● **RECORDS PROVIDED**

PR #1416, opened 2015-08-13
Small changes for clarity

Yegers:
[self.fout = '']  is not actually used in the script

added [self.filein.delete(0, 'end')] because otherwise if you would choose another file, it would just append it to self.filein

### DIFF
--- a/pyinstaller-gui.py
+++ b/pyinstaller-gui.py
@@ -69,7 +69,6 @@ class PyInstallerGUI:
         cancelbutton.bind("<Button>", self.killapp)
         cancelbutton.pack(side="right")
         self.fin = ''
-        self.fout = ''
 
         ws = root.winfo_screenwidth()
         hs = root.winfo_screenheight()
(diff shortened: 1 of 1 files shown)


matysek:
@Yegers Thanks but I wonder that you created pull request for  `pyinstaller-gui.py` when it is not maintained. Are you going to work on improving pyinstaller gui?

Yegers:
I could, I'm using the gui myself and I made these modifications for myself, but I contributed them if anyone else also uses it.

I use a modified version with ttk widgets (for a better look on Windows/Mac) , output directory chooser and icon chooser but as it is not maintained (as you said), I didn't know if I should contribute these arguably unnecessary modification.

matysek:
> but as it is not maintained (as you said), I didn't know if I should contribute these arguably unnecessary modification.

It is not maintained becase there was nobody willing to improve that. In other works,  the gui is based on work of contributors and their pull requests.

Improvements are welcome:)

Yegers:
Ok!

● **WHAT IS REQUIRED**
Search the entries for the word "work" and copy every line that has it.

● **ANSWER TO THE PROBLEM**
@Yegers Thanks but I wonder that you created pull request for  `pyinstaller-gui.py` when it is not maintained. Are you going to work on improving pyinstaller gui?
It is not maintained becase there was nobody willing to improve that. In other works,  the gui is based on work of contributors and their pull requests.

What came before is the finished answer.